Work in our lab centers on advancing our understanding of how autophagy and ubiquitin contribute to maintain proteostasis. In particular, we are interested in defining components, targets, regulators and crosstalk of both pathways. The lab is driven by the principle of coupling systematic, unbiased approaches alongside with functional and mechanistic analyses to test hypotheses across a multiple of biological systems and models. This approach allowed us to make several important discoveries with regard to novel
i) Autophagy and ubiquitin pathway components
By employing an image-based screening approach monitoring multiple autophagosome markers at endogenous levels we identified novel autophagy regulators among the families of Rab GTPases and their GEF and GAP regulators. For SMCR8 we revealed an unconventional nuclear function in controlling autophagic gene expression (Jung et al. 2017). Additionally, we identified a so far unknown molecular link between endosomes and autophagosomes by functionally characterizing the LC3-binding autophagy adapter TBC1D5 (Popovic et al. 2012). In our systematic proteomic analysis of the human autophagy system, we identified a large cohort of proteins that associate with LC3 and GABARAP proteins, with extensive binding partner overlap between family members, and frequent involvement of the conserved surface on hATG8 proteins known to interact with LIR motifs in partner proteins. This plethora of proteins is likely to contain within it the seeds to understanding the diversity of the human ATG8 family (Behrends et al. 2010). Moreover, we identified ARIH1 as one of the E3 ligases involved in the formation of ubiquitin coat on cytosolic S. Typhimurium. Together with LRSAM1 and HOIP, ARIH1 forms a network of E3 ligases that recognize cytosolic bacteria and mediate xenophagic degradation and host immune response (Polajnar et al. 2017).

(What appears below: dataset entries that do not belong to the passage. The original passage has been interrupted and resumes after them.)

PR #1044, opened 2025-04-10
update micro tooltip to plain tooltip 

rchavan10:
update micro tooltip to plain tooltip and move to design-system/tooltips folder


CHANGELOG.md
```diff
@@ -295,7 +295,7 @@ Changelog for the Human Reference Atlas (HRA) User Interfaces
   - `footer`
   - `fullscreen`
   - `info-modal`
-  - `micro-tooltip`
+  - `plain-tooltip`
```
axdanbol, line 298: Don't change this. We'll add new entries to the changelog once we update the versions

axdanbol (changes requested):
One minor change

axdanbol (approved):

ii) Autophagy cargo and ubiquitylation substrates
We employed proximity proteomics-based autophagosome content profiling to identified a role for the ATG8 family member LC3C in maintaining basal mitochondrial homeostasis. Selected mitochondrial proteins among them MTX1 were targeted by LC3C and p62 through a piece-meal mitophagy pathway (Le Guerroué et al. 2017). By quantitatively profiling the ubiquitinome of Salmonella-infected epithelial cells, our comprehensive analysis highlighted the ubiquitination-mediated regulation of CDC42 and NFκB activities, revealed novel host targets of bacterial E3 ligases/DUBs and demonstrated extensive ubiquitination of bacterial effectors and outer membrane proteins (Fishkin et al. 2016).

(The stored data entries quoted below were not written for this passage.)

Issue #780, opened 2024-10-15
Add Rich Tooltip


LibbyUX:
# Ready for dev
Please add our new Material 3 inspired Rich Tooltip to Storybook. Please reach out to me if you have any questions!

## Component planning
- This component is needed for the HRA-KG database application. See: #738 

### Component properties
I am leaning into using different component properties in Figma to better organize the design system. New Figma component property types are used in this component:
- Booleans
- Text properties

![image](https://github.com/user-attachments/assets/0896b630-1db9-42bb-8358-e2907abbca16)

### Behavior
- Default Material 3: [Rich tooltip behavior](https://m3.material.io/components/tooltips/guidelines#2e51a05c-c989-432e-9496-0d93a507f726)
  - Users will click to open this tooltip, however, if feasible now or later, it would be nice to have the behavior of "rich tooltip appear when the page loads and a new feature is being explained".

![image](https://github.com/user-attachments/assets/80608008-3d00-4a40-886e-fedd0581e761)

## Resources
- [Design System Repo](https://www.figma.com/design/0QFfJAqnUUH1q6aucBYy3k/Knowledge-Graph-UI?node-id=115-12006&t=Wh0TmcOY9MwFxURF-4)
- [HRA Components](https://www.figma.com/design/BCEJn9KCIbBJ5MzqnojKQp/HRA-Components?node-id=1782-202&t=RJJb65twBcMgkKH5-4)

iii) Regulators of autophagy and ubiquitin pathways
We revealed a function for TECPR2 (a hereditary spastic paraplegias-linked ATG8-interacting protein) that binds to the ATG8 family member LC3C and maintains endoplasmic reticulum export, thereby critically contributing to autophagosome formation (Stadel et al. 2015). By eliciting upstream signaling cascades regulating autophagy, we identified SLC38A9 as a novel component of the Rag-Ragulator complex that helps transducing amino acid availability to mTORC1 activity (Jung et al. 2015). In a collaborative effort, we identified a function of the enigmatic pseudophosphatase STYX as novel regulator of cullin RING ubiquitin ligases (Reiterer et al., 2017).
iv) Crosstalk between autophagy and ubiquitin pathways
We identified novel functions for the ATG8 subfamily of GABARAP proteins going beyond autophagy in providing spatio-temporal control of RAC1 signaling through a cullin RING ubiquitin E3 ligase (Genau et al. 2015).